In a previous post we saw the Microsoft requirements for the exclusions that must be added to file system AV on Exchange servers. In a recent CritSit, basically an uber urgent support request where the customer is down or as good as down, I also got to examine some of the other causes for file system AV not being correctly configured for Exchange.
In the aforementioned post the majority of the issues were caused by the lack of exclusions to a scheduled scan task. The issue below was not related to that but how different processes are identified and what exclusions get applied to the various processes.
Please note that this post is not intended to slight the AV vendor’s product in any way whatsoever. The product was performing as designed, it was how the customer’s AV team had configured the product which was the issue. The underlying intent for this and the other post is to raise field awareness of the types of issues that we see, and to facilitate better and more focussed discussions with the various AV and security teams that we work with on a daily basis.
The file system AV product in question has the option to categorise processes into different risk levels. By default this feature is not enabled, and the customer must explicitly enable it. The different process levels that you may see are Default, Low Risk and High Risk. The below is a brief description:
The key concept to note is that the level a process is defined at will dictate which set of exclusions will apply. For example a process like Trojan.exe can be defined at the high risk level. This means that the exclusions applied to what Trojan.exe touches will be the exclusions defined at the high risk level. Typically by default there will be minimal exclusions at the high risk level.
What happened to cause the issue to get me onsite in a hurry?
(Subject should read Pete Tong MBE, and refers to cockney rhyming slang “It’s gone wrong”.)
The customer’s Exchange team correctly identified that file system AV exclusions were required as part of the design. The required exclusions were passed to the customer’s AV team. Consider this the WHAT of this story. The exclusions are WHAT is required. HOW they get implemented varies depending upon the file system AV product the customer has implemented. AV products each have their own best practices and implementation requirements, for details on this you must consult with your AV team and their vendor. Microsoft cannot provide guidance on HOW a 3rd party vendor’s product be configured to achieve the required results.
In this case, the customer started off by defining all of the required exclusions in the default process section. As noted above this will apply to all process on the system uniformly. What happened next was a bit baffling. For some reason, that was not well understood, they then enabled the low risk process section (and by extension this also enabled high risk). All of the Exchange processes were then added to the low risk section. Job done, no?
<Borat> Not so much </Borat>
Since the Exchange processes were now defined as a low risk process, they picked up the exclusions that were defined at the low risk level. In the paragraph above note that there was no mention of the exclusions being copied over from the default process section, and that was the crux of the issue. The Exchange content was now being scanned by file system AV since it was not excluded at the same level as the defined process. In this case every read and write to the database was intercepted by file system AV. The performance on the system was terrible, CPU consumption was through the roof and since the business was so unsatisfied with Exchange performance I won a free trip to go and fix it.....
Again, the AV product was working as designed. Absolutely no issues were identified with it apart from the configuration the customer had applied. After I noted that not all of the required exclusions were present, I requested the customer’s AV team, the AV vendor and the Exchange team get on a conference call to thrash this out. I have to applaud the level of support we got from the AV support person on the call, she was fantastic! In the space of 60 minutes she clearly and precisely identified the configuration issues, stated what needs to be corrected and then provided multiple other items the customer should address.

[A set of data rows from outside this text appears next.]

PR #1687, opened 2025-02-17
feat(beacon): enable pruning for outdated light client bootstrap data

ogenev:
### What was wrong?
The beacon node keeps all the light client bootstrap data in the DB, but we want to serve and retain only bootstraps that are within the weak subjectivity period ~= 4 months old.

### How was it fixed?
Add a pruning task for light client bootstrap data that runs on every start, and once a day when the client is running.

### To-Do

### DIFF
--- a/crates/subnetworks/beacon/src/storage.rs
+++ b/crates/subnetworks/beacon/src/storage.rs
@@ -1,4 +1,4 @@
-use std::path::PathBuf;
+use std::{path::PathBuf, time::Duration};
 
 use alloy::primitives::B256;
 use ethportal_api::{
@@ -15,12 +15,13 @@ use ethportal_api::{
     },
     BeaconContentKey, OverlayContentKey, RawContentValue,
 };
+use light_client::consensus::rpc::portal_rpc::expected_current_slot;
 use r2d2::Pool;
 use r2d2_sqlite::{rusqlite, SqliteConnectionManager};
 use rusqlite::params;
 use ssz::{Decode, Encode};
 use ssz_types::{typenum::U128, VariableList};
-use tracing::debug;
+use tracing::{debug, error, info};
 use tree_hash::TreeHash;
 use trin_metrics::storage::StorageMetricsReporter;
 use trin_storage::{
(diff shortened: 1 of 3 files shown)


crates/subnetworks/beacon/src/storage.rs
```diff
@@ -661,6 +677,28 @@ impl BeaconStorage {
...
 }
 
+/// Prune old bootstrap data from the database
+fn prune_old_bootstrap_data(
+    sql_connection_pool: &Pool<SqliteConnectionManager>,
+) -> Result<(), ContentStoreError> {
+    let conn = sql_connection_pool.get()?;
+    let expected_current_slot = expected_current_slot();
+    // One slot is 12 sec, and we want the threshold to be 4 months before the current slot
+    let slot_threshold = expected_current_slot - (4 * 30 * 24 * 60 * 60 / 12);
```
KolbyML, line 687: This time period should be more like 4.8 months. It is defined here https://github.com/ethereum/consensus-specs/blob/9d1e7087b3d0e5d3861b67dcf932158e26332fe3/specs/phase0/p2p-interface.md?plain=1#L206

```suggestion
    // One slot is 12 sec, and we want the threshold to be 4 months before the current slot
    let slot_threshold = expected_current_slot - (33042 * 32);
```

crates/subnetworks/beacon/src/storage.rs
```diff
@@ -861,4 +899,34 @@ mod test {
...
     }
+
+    #[test]
+    fn test_beacon_storage_prune_old_bootstrap_data() {
+        let (_temp_dir, config) = create_test_portal_storage_config_with_capacity(10).unwrap();
+        let mut storage = BeaconStorage::new(config).unwrap();
+        let mut value = test_utils::get_light_client_bootstrap(0);
+        // Set the bootstrap slot to outdated value
+        let current_slot = expected_current_slot();
+        let outdated_slot = current_slot - (4 * 30 * 24 * 60 * 60 / 12) - 1;
```
KolbyML, line 910:
```suggestion
        let outdated_slot = current_slot - (33042 * 32) - 1;
```

due to the reasoning above

KolbyML (approved):
:shipit: PR mostly looks good. I think we should use the constant from the spec to determine when we drop content https://github.com/ethereum/consensus-specs/blob/9d1e7087b3d0e5d3861b67dcf932158e26332fe3/specs/phase0/p2p-interface.md?plain=1#L206

Because the spec defines we are supposed to hold the content for more so 4.86 months or ~5 months

crates/subnetworks/beacon/src/storage.rs
ogenev: There is no fixed time for the weak subjectivity period, it depends on network conditions (participation rate, slashing events, etc.) and market factors (e.g., how quickly they can buy, borrow, or bribe stakers). 

While the protocol doesn’t fix an official “weak subjectivity period,” the commonly referenced window for Ethereum mainnet today is around 2–4 months, so I think 4 months is a reasonable threshold.

ogenev:
> :shipit: PR mostly looks good. I think we should use the constant from the spec to determine when we drop content https://github.com/ethereum/consensus-specs/blob/9d1e7087b3d0e5d3861b67dcf932158e26332fe3/specs/phase0/p2p-interface.md?plain=1#L206
> 
> Because the spec defines we are supposed to hold the content for more so 4.82 months or ~5 months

What can we take away from this?
Please also refer to the previous post for the other learning items also presented there.
If you would like to have Microsoft Premier Field Engineering (PFE) visit your company and assist with the topic(s) presented in this blog post, then please contact your Microsoft Premier Technical Account Manager (TAM) for more information on scheduling and our varied offerings!
If you are not currently benefiting from Microsoft Premier support and you’d like more information about Premier, please email the appropriate contact below, and tell them you how you got introduced!
For all other areas please use the US contact point.
file level antivirus continues to be a massive problem, i reckon it's caused 10 times more damage than it has prevented on the exchange systems i've been involved with. not just because it's been incorrectly configured, either. a well known and reputable
manufacturer managed to release an update last year that wiped custom exclusions, which was nice. while the exchange exclusions are largely well documented, the OS and other applications are less so... there is a nice paper here (https://skydrive.live.com/view.aspx?resid=CF5623142A67FE0F!1321&app=Word&authkey=!APa6t2AxsVPfiic)
which i wish MS would publish officially, as it seems pretty comprehensive...
Sorry Rhoderick - the link in the comment above was to the "Windows Antivirus Exclusions Recommendations" Word doc written by Brian Helmick (MSPFE) last year, but it seems it's been removed... oh well.
No worries Nick! I've seen the same thing where the agent loses it's connection to its directory and goes native - i.e. reverts back to its factory default settings which means scan everything....
Thanks for this Rhoderick! I went back and revisited our exceptions after reading this, and realized two new databases were brought online in the past few months and the AV team were not aware of (so not exempting) the new LUNS assigned to the mount points.